PR #665, opened 2019-06-05
Enable verbose & progress logging for pg_basebackup

hmac:
These two changes cause `pg_basebackup` to log the names of the files it is processing, along with the estimated progress through the entire backup. For large databases this can be very useful in estimating how long the backup will take.

### DIFF
--- a/internal/postgresql/postgresql.go
+++ b/internal/postgresql/postgresql.go
@@ -829,7 +829,7 @@ func (p *Manager) SyncFromFollowed(followedConnParams ConnParams, replSlot strin
 
 	log.Infow("running pg_basebackup")
 	name := filepath.Join(p.pgBinPath, "pg_basebackup")
-	args := []string{"-R", "-Xs", "-D", p.dataDir, "-d", followedConnString}
+	args := []string{"-R", "-v", "-P", "-Xs", "-D", p.dataDir, "-d", followedConnString}
 	if replSlot != "" {
 		args = append(args, "--slot", replSlot)
 	}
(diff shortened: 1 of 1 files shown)


sgotti:
@hmac Thanks for your PR. I think it's a good idea to show progress.

The unique small issue it that progress reporting on a tty uses line feed control char to update its progress state (rewrite the current line without carriage return) so it'll probably mess up/remove some concurrent logging output from the keeper. This doesn't happen when not on a tty (pg_basebackup detects if stdout is a tty or not).

One possible solution could be to set pg_basebackup stdout/stderr to the same fd of the keeper but pipe them to a goroutine that will log them.

internal/postgresql/postgresql.go
```diff
@@ -838,10 +838,24 @@ func (p *Manager) SyncFromFollowed(followedConnParams ConnParams, replSlot strin
...
+	// itself (in some modes; we don't use this). As a result we only need to deal with
+	// stderr.
+	stderr, err := cmd.StderrPipe()
+	if err != nil {
+		return fmt.Errorf("error: %v", err)
+	}
+
+	cmd.Start()
+	if _, err := io.Copy(os.Stderr, stderr); err != nil {
+		return fmt.Errorf("error: %v", err)
```
sgotti: Returning an error here (also it's vary hard that this will happen) will keep a zombie process since `cmd.Wait()` will not be called.

I'll prefer to execute the io.Copy inside a go routine so the program function can go ahead and block on `cmd.Wait()`. The goroutine will ignore possible io.Copy errors since they're not really important.

hmac:
@sgotti thanks for the review and apologies for the sloppy code! I'm still getting used to Go 😅 

What I've done is pass a context to the `exec.Command` and cancel it when we return from the function, to ensure that it gets cleaned up. We should then block on `io.Copy` until the process completes, but we'll be streaming to stderr the whole time so we'll still get incremental progress logs.

I think this covers all your points, but please let me know if I've missed anything!

sgotti:
> What I've done is pass a context to the `exec.Command` and cancel it when we return from the function, to ensure that it gets cleaned up. We should then block on `io.Copy` until the process completes, but we'll be streaming to stderr the whole time so we'll still get incremental progress logs.

passing a context to exec.Command is used to kill the command when the context expires but it won't implicitly wait for it so it'll leave a zombie process anyway. So using a context are is not useful and confusing.

If you want to avoid adding a goroutine then a solution is to do the io.Copy like you're doing now. io.Copy will return without an error when the process exits and then the function will pass to the cmd.Wait. If io.Copy returns an error then just log it without returning so cmd.Wait() will be called anyway.

hmac:
> passing a context to exec.Command is used to kill the command when the context expires but it won't implicitly wait for it so it'll leave a zombie process anyway. So using a context are is not useful and confusing.

sgotti:
> Just for my own understanding, do you mean that the process will be killed, but this might take some time and meanwhile stolon would have carried on?

At the lower level killing a process is a kill syscall that won't block so the function could exit while the process is still alive. That's why you must always call cmd.Wait to be sure that the process is exited, be able to get its exit code and avoid having a zombie child process.

But what I was trying to says is that the unique purpose of attaching a context to a cmd is to have the process killed when it expires. But that's not our need so a context is not needed.

hmac:
@sgotti thank you for your comments so far and sorry this PR has taken so long! I've update the changes to match what I think you intended - does it look like the right approach?

internal/postgresql/postgresql.go
```diff
@@ -838,11 +838,25 @@ func (p *Manager) SyncFromFollowed(followedConnParams ConnParams, replSlot strin
...
+	// stderr.
+	stderr, err := cmd.StderrPipe()
+	if err != nil {
+		return err
+	}
+
+	if err := cmd.Start(); err != nil {
+		return err
+	}
+	go io.Copy(os.Stderr, stderr)
```
sgotti: I'll also log the io.Copy error. Just in case.

lawrencejones:
`io.Copy` should now be logged @sgotti. Hope this now looks good?

sgotti:
@hmac @lawrencejones Thanks! Merging

PR #666, opened 2019-06-06
Add Timeout for kubeclient

dineshba:
Adding timeout for `kubeclient` by adding timeout for `restclient`

I have made two commits
- Move common logic into a method called `getKubeValues`
- Added timeout for kubecfg

> Note: I have tested the kubecfg by providing different timeout value and it works.

### DIFF
--- a/cmd/common.go
+++ b/cmd/common.go
@@ -166,23 +166,7 @@ func NewStore(cfg *CommonConfig) (store.Store, error) {
 		}
 		s = store.NewKVBackedStore(kvstore, storePath)
 	case "kubernetes":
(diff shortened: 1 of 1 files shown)


cmd/common.go
```diff
@@ -16,6 +16,7 @@ package cmd
 
 import (
 	"fmt"
+	"github.com/sorintlab/stolon/internal/cluster"
```
sgotti: please reorganize imports to split between stdlib, stolon packages and external packages.

dineshba: Sure. I missed it :-( . Thanks for the catch. Updated and amended the commit

PR #667, opened 2019-06-06
Release v0.14.0

sgotti:
WIP changelog for release v0.14.0.

### DIFF
--- a/CHANGELOG.md
+++ b/CHANGELOG.md
@@ -1,9 +1,52 @@
 ### v0.14.0
 
+#### New features
+
+* Add sentinel prometheus metrics [#656](https://github.com/sorintlab/stolon/pull/656))
+* Store only the last 2 postgres timeline histories to not exceed the max value size of the underlying store [#651](https://github.com/sorintlab/stolon/pull/651))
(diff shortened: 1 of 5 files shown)


maksm90:
Hi @sgotti!
Unfortunately, the autorestart feature #568 is not safe for parameters (`max_connections`, `max_prepared_transaction`, etc described [here](https://www.postgresql.org/docs/current/hot-standby.html#HOT-STANDBY-ADMIN)) that require the special order of restart of nodes (master -> replicas or back). This feature requires some further development.
I propose to mention explicitly in doc to not use this feature for those problem postgres parameters until it will be done correctly.

arunvelsriram:
@sgotti just wanted to bring it to your notice that #651 was co authorthored.

daMupfel:
Is there any info about when this sweet release might be published :smile:  ?

sgotti:
@maksm90 Thanks. Can you please open a new issue so we can track it? (I was thinking that the next restart after a failed one will work)

@arunvelsriram Thanks. I'll add you.

@daMupfel Probably next week.

PR #669, opened 2019-06-10
Label cluster identifier with component

lawrencejones:
[^1]: https://github.com/gocardless/stolon-pgbouncer/pull/46

The stolon_cluster_identifier metric is universal to all stolon
components, and can be used to join metric series across a stolon
cluster. By adding the component label, it's possible to write
polymorphic alerts that expose the component name when firing.

This change also registers the metric in the sentinel and proxy, as it
should be present in all long-lived binaries. This accompanies a change
in stolon-pgbouncer to do the same[^1].


sgotti:
@lawrencejones LGTM. Thanks. Merging.

PR #675, opened 2019-06-21
Option on cluster spec to configure proxy check interval and timeout

trmfreitas:
Hi!

I added configuration of proxy request timeout and proxy check interval set on Cluster spec.

Configured as option on clusterspec:
- proxyTimeoutInterval
- proxyCheckInterval

Also changed documentation.

This should fix:
#314

And help on:
#588

Thanks.

Best regards,
Tiago Freitas


chenguang-Steve:
Hi @trmfreitas 
I use kubernetes store backend. Seems that it is not stable and encounter proxy check timeout many times. It will cause reset database connections making program fail. So it is best to apply your change.
But from proxy logs, it seems timeout after 5 seconds instead default 15s. Don't know why.

`2020-01-10T05:17:13.932Z	INFO	cmd/proxy.go:236	master address	{"address": "10.244.63.219:5432"}
2020-01-10T05:17:19.168Z	INFO	cmd/proxy.go:264	check timeout timer fired
2020-01-10T05:17:19.475Z	INFO	cmd/proxy.go:151	Stopping listening
2020-01-10T05:17:20.096Z	INFO	cmd/proxy.go:303	check function error	{"error": "failed to update proxyInfo: update failed: failed to get latest version of pod: Get https://10.96.0.1:443/api/v1/namespaces/collateral/pods/collateral-postgres-postgresql-proxy-77d5cc5d97-pzvnf: net/http: request canceled (Client.Timeout exceeded while awaiting headers)"}
2020-01-10T05:17:31.046Z	INFO	cmd/proxy.go:303	check function error	{"error": "cannot get cluster data: failed to get latest version of configmap: Get https://10.96.0.1:443/api/v1/namespaces/collateral/configmaps/stolon-cluster-collateral-postgres-postgresql: net/http: request canceled (Client.Timeout exceeded while awaiting headers)"}
2020-01-10T05:17:36.783Z	I`

sgotti:
@trmfreitas Sorry I lost this PR. I haven't reviewed it yet, can you please rebase it?

@chenguang-Steve If your k8s api are unreliable/slow you should improve them or just use a dedicated store like etcd. See the architecture doc note https://github.com/sorintlab/stolon/blob/master/doc/architecture.md#kubernetes-store-backend:

`
**NOTE**: a kubernetes based store will share the kubernetes API server with all the other k8s cluster resources. If the API servers are overloaded and doesn't answer in time, as explained above, the proxies will, after a timeout, close connections to the master keeper. The same will happen if you're updating you kubernetes cluster and you have the need to shutdown all your API servers. A dedicated store, like an etcd cluster, will probably be more reliable and avoid the proxies closing connection and impacting you application availability.
`

snailxr:
@trmfreitas We need these config,can you review the pull request 😀

cmd/proxy/cmd/proxy.go
```diff
@@ -89,6 +89,9 @@ type ClusterChecker struct {
 	endPollonProxyCh chan error
 
 	pollonMutex sync.Mutex
+
+	checkIntervalSeconds  int
+	requestTimeoutSeconds int
```
sgotti: Just use time.Duration instead of an int. So you can avoid all the conversions done in the other parts of the code you changed.

sgotti: Please call them as the config options: ProxyCheckInterval and ProxyTimeoutInterval.

cmd/proxy/cmd/proxy.go
```diff
@@ -305,7 +319,17 @@ func (c *ClusterChecker) Start() error {
...
-			timerCh = time.NewTimer(cluster.DefaultProxyCheckInterval).C
+
+			if previousCheckIntervalSeconds != c.checkIntervalSeconds {
+				log.Infow("updated check interval seconds is ", "seconds", c.checkIntervalSeconds)
+				previousCheckIntervalSeconds = c.checkIntervalSeconds
+			}
+			if previousRequestTimeoutSeconds != c.requestTimeoutSeconds {
+				log.Infow("updated request timeout seconds is ", "seconds", c.requestTimeoutSeconds)
+				previousRequestTimeoutSeconds = c.requestTimeoutSeconds
+			}
```
sgotti: Make these logs at Debug level

cmd/proxy/cmd/proxy.go
```diff
@@ -285,6 +293,12 @@ func (c *ClusterChecker) Start() error {
 	checkCh := make(chan error)
 	timerCh := time.NewTimer(0).C
 
+	previousCheckIntervalSeconds := c.checkIntervalSeconds
+	previousRequestTimeoutSeconds := c.requestTimeoutSeconds
+
+	log.Infow("check interval seconds is ", "seconds", c.checkIntervalSeconds)
+	log.Infow("request timeout seconds is ", "seconds", c.requestTimeoutSeconds)
```
sgotti: Make these logs at Debug level

doc/cluster_spec.md
```diff
@@ -15,7 +15,9 @@ Some options in a running cluster specification can be changed to update the des
...
-| requestTimeout            | time after which any request (keepers checks from sentinel etc...) will fail.                                                                                                                                                                                                                                                                                                                                                                                                     | no                        | string (duration) | 10s                                                                                                                                 |
+| requestTimeout            | time after which any request (keepers checks from sentinel etc...) will fail. | no                        | string (duration) | 10s                     | 
+| proxyTimeoutInterval      | time after which a proxy will fail when communicating with database | no                        | string (duration) | 15s                               |
```
sgotti: This isn't the time the proxy fails communicating with the database but the maximum interval where the proxy should complete a cycle of reading from the store and update its state to the store.

doc/cluster_spec.md
```diff
@@ -15,7 +15,9 @@ Some options in a running cluster specification can be changed to update the des
...
+| proxyCheckInterval        | proxy check interval | no                        | string (duration) | 5s                               |
```
sgotti: This is the interval where the proxy will check for updates from the store. It must be smaller then proxyTimeoutInterval.

cmd/proxy/cmd/proxy.go
sgotti: I'll also log a warning if proxyCheckInterval isn't smaller than proxyTimeoutInterval since the proxy will always fail.

internal/cluster/cluster.go
```diff
@@ -215,6 +215,10 @@ type ClusterSpec struct {
 	SleepInterval *Duration `json:"sleepInterval,omitempty"`
 	// Time after which any request (keepers checks from sentinel etc...) will fail.
 	RequestTimeout *Duration `json:"requestTimeout,omitempty"`
+	// Proxy check interval
+	ProxyCheckInterval *Duration `json:"proxyCheckInterval,omitempty"`
+	// Proxy check timeout interval
```
sgotti: Proxy timeout interval

sgotti:
@trmfreitas Since this feature requires more changes to the logic and interactions between the proxy and the sentinel that are quite difficult to describe to someone else that doesn't know how stolon internally works I preferred to handle it by myself and created PR #756. Thanks for your effort.

PR #677, opened 2019-06-23
use abronan/valkeyrie instead of docker/libkv and add support redis

vahid-sohrabloo:


sgotti:
@vahid-sohrabloo Thanks for your PR. I'll be on vacation until next week so I won't be very responsive. I saw this fork of libkv but ignored it since it doesn't provide a context interface. So I won't use it to replace etcd v3. It could replace libkv for current libkv stores if nothing better (using context.Context) exists and it provides some bug fixes.

For adding redis as a store I'll do it in another PR since it'll require also all the integration tests setup.

vahid-sohrabloo:
@sgotti  thanks for quick response. I work on Valkyria to add context. I'll be creating PR in a few days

● EXERCISE OBJECTIVE
Across the records above, how many lines contain the word "instead"? Give the number by itself.

● EXERCISE OUTPUT
3